ネットからの脅威には、ネットの総力戦で対抗すべし

2004/12/9

米シスコシステムズ ディレクター セキュリティ&テクノロジーグループ トム・ラッセル氏

 「ウイルスやワーム、クラッキングなどの脅威からネットワークを守るには、ファイアウォールなどの個別の対策を講じるだけでは不十分になってきている」。シスコシステムズ主催のイベント「NETWORKERS 2004」で基調講演を行った米シスコシステムズのディレクター トム・ラッセル(Tom Russel)氏はこう述べて、同社が主張する「自己防衛型ネットワーク」の必要性を説いた。

 ラッセル氏は、「2000年当時は、OSの脆弱性が発見されてからそれを利用したNimdaウイルスが登場するまで約1年の猶予があった。しかし最近のSasser.Aウイルスは、OSの脆弱性が発表されてから17日後に発見されている」とし、脆弱性が発見されたその日にあっという間にウイルスが広まる、いわゆる「ゼロデイアタック」が近づいていると警告する。「脅威を発見してから、それに対応するのではもう負け戦だ。タイムゼロの対策をとらなければならない」(ラッセル氏)。そのためには、人の関与はできるだけ減らして、ネットワークインフラの力でダイナミックに脅威に対抗できるようにしなければならないという。
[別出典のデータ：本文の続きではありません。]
PR #3543, opened 2025-02-22
Add short option for initrd kernel version

keszybz:


mkosi/initrd.py
```diff
@@ -97,6 +97,43 @@ def parse(*, name: str, description: str) -> "KernelInstallContext":
             verbose=int(os.getenv("KERNEL_INSTALL_VERBOSE", 0)) > 0,
         )
 
+def create_parser() -> argparse.ArgumentParser:
```
behrmann, line 100:
```suggestion

def create_parser() -> argparse.ArgumentParser:
```

mkosi/initrd.py
```diff
@@ -97,6 +97,43 @@ def parse(*, name: str, description: str) -> "KernelInstallContext":
...
+    parser.add_argument(
+        "-g",
+        "--generic",
+        help="Build a generic initrd without host-specific kernel modules",
+        action="store_true",
+        default=False,
+    )
+
+    initrd_common_args(parser)
+    return parser
```
behrmann, line 136:
```suggestion
    return parser

```

mkosi/initrd.py
```diff
@@ -142,6 +179,7 @@ def initrd_finalize(staging_dir: str, output: str, output_dir: str) -> None:
 def initrd_common_args(parser: argparse.ArgumentParser) -> None:
     parser.add_argument(
         "--kernel-version",
+        "-k",
```
behrmann, line 182: Could you move that before the long option? The short ones are first in the other parser definitions.

behrmann (approved):
I'm -0 to the first commit, since I find it a bit harder to read, but the other two changes are good, just a nit and a fix to CI needed.

keszybz:
Updated. I think the first commit makes sense because we already had a mix of both styles and I don't like the inconsistency. I agree that the "compressed" form can be harder to read for some forms of the value argument, but I think this is outweighed by the fact that the resulting invocation command is easier to read (and select&paste if desired).

mkosi/__init__.py
```diff
@@ -1298,57 +1298,57 @@ def finalize_default_initrd(
...
-        "--with-network", str(config.with_network),
-        "--cache-only", str(config.cacheonly),
-        *(["--output-directory", os.fspath(output_dir)] if output_dir else []),
-        *(["--workspace-directory", os.fspath(config.workspace_dir)] if config.workspace_dir else []),
-        *(["--cache-directory", os.fspath(config.cache_dir)] if config.cache_dir else []),
-        "--cache-key", config.cache_key or '-',
-        *(["--package-cache-directory", os.fspath(config.package_cache_dir)] if config.package_cache_dir else []),  # noqa: E501
-        *(["--local-mirror", str(config.local_mirror)] if config.local_mirror else []),
-        "--incremental", str(config.incremental),
+        *([f"--compress-output={p}"] if (p := config.compress_output) else []),
```
behrmann, line 1313:
```suggestion
        *([f"--compress-output={c}"] if (c := config.compress_output) else []),
```

mkosi/__init__.py
```diff
@@ -4501,35 +4501,35 @@ def finalize_default_tools(config: Config, *, resources: Path) -> Config:
...
+        f"--incremental={config.incremental}",
         *([f"--package={package}" for package in config.tools_tree_packages]),
         *([f"--package-directory={os.fspath(directory)}" for directory in config.tools_tree_package_directories]),  # noqa: E501
         *([f"--build-sources={tree}" for tree in config.build_sources]),
-        "--build-sources-ephemeral", str(config.build_sources_ephemeral),
+        f"--build-sources-ephemeral={config.build_sources_ephemeral}",
         *([f"--prepare-script={os.fspath(script)}" for script in config.tools_tree_prepare_scripts]),
         "--output=tools",
-        *(["--source-date-epoch", str(config.source_date_epoch)] if config.source_date_epoch is not None else []),  # noqa: E501
+        *([f"--source-date-epoch={p}"] if (p := config.source_date_epoch) is not None else []),
```
behrmann, line 4526:
```suggestion
        *([f"--source-date-epoch={e}"] if (e := config.source_date_epoch) is not None else []),
```

behrmann (commented):
I'm sorry you're seeing so much minor CI fallout. With this change mypy seems to be more aggressively want to unify the type of like-named variables. The below renamings fix that.

DaanDeMeyer:
@keszybz Please rebase and then we can merge this

keszybz:
Rebased with the requested cosmetic changes.

behrmann (approved):

PR #3544, opened 2025-02-23
debian: use libeatmydata with dpkg

bluca:
Even with --force-unsafe-io dpkg still does a lot of fsyncs. Pull libeatmydata1 together with the bootstrapping set, and LD_PRELOAD it. It makes all fsync and related syscalls no-ops.

Before: 2m23.104s

After: 1m8.610s

The package is ~8KB and installed is ~30KB so it should make no difference to have it installed, and it's inert unless preloaded.

### DIFF
--- a/mkosi.conf.d/30-debian-kali-ubuntu/mkosi.conf
+++ b/mkosi.conf.d/30-debian-kali-ubuntu/mkosi.conf
@@ -8,6 +8,7 @@ Distribution=|ubuntu
 [Content]
 Packages=
         fish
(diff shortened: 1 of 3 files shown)


DaanDeMeyer (changes requested):
Just add an option to mkosi-sandbox to make fsync and friends a noop like we already do with chown()

DaanDeMeyer:
Call it --supress-sync and just copy what nspawn does with its --supress-sync option.

DaanDeMeyer:
Implemented the alternative solution in #3545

 そのためのシスコの戦略が、セキュリティ対策を1つのプロダクトで実現するのではなく、ネットワークのシステムレベルのサービスにしていき、自己防衛型のネットワークを構築していくことだ。ラッセル氏はこれに必要な要素として、脅威をエッジ(水際)で防衛すること、ネットワークの内部の脅威に対する防衛、個人認証、安全なトランスポートといった要素をあげた。

 エッジでの防衛手段の1つがNAC(Network Admission Control)だ。PCがネットワークに接続する前に、正しくパッチが当たっているか、アンチウイルスのパターンファイルは最新か、バッファオーバーフローなどを起こしていないか、などを事前に確認し、問題のない場合だけ接続を許可する。また、エッジにあるルータやスイッチが、ポートスキャンなど不正なアクセスを発見した場合には、そのアクセスを遮断するといったポリシーを事前に決めておくことも有効だ。NACはシスコがシマンテック、マカフィー、トレンドマイクロなどと協力して推進しており、アンチウイルスソフトの最新バージョンなどにはNAC機能が組み込まれはじめているという。

 一方で、万が一ワームなどの侵入を許した場合には、Network Infection Containmenttと呼ばれる機能でネットワーク自身が感染防止処置を講じることが考えられている。例えば侵入検知システムがあるサーバへの不正侵入やワームを検知したとき、その検知を受けたセキュリティポリシーサーバがスイッチやルータに命じて、不正侵入されたサーバを別のVLANに切り出し、二次感染を未然に防止する。こうした仕組みをシスコは開発中で、2005年後半には発表できるという。

 さらに、シスコはトレンドマイクロと共同で、世界中のどこかで発見されたウイルスなどの脅威に対しての対応策も手がけているとした。例えばアジアのどこかで新しいウイルスが発見されると、世界中のネットワークがすぐに何らかのシールドを張り、数時間後にパターンファイルが配布され次第、直ちに侵入検知システムなどへ反映するといった、インターネットワイドな対応メカニズムとなる。

 ラッセル氏は、今後はルータやスイッチやPCなどの1つのデバイスが、豊富な防衛メカニズムを提供しなければならなくなるだろう、の見通しを述べた。さらに、各拠点ごとにファイアウォールや侵入検知システムを個別に導入していくと管理コストや導入コストがかさんでくるため、こうした機能の仮想化が進み、例えば1台のファイアウォールを仮想化して100のファイアウォールとして運用する、といった進化が起こるだろうとの予想を述べた。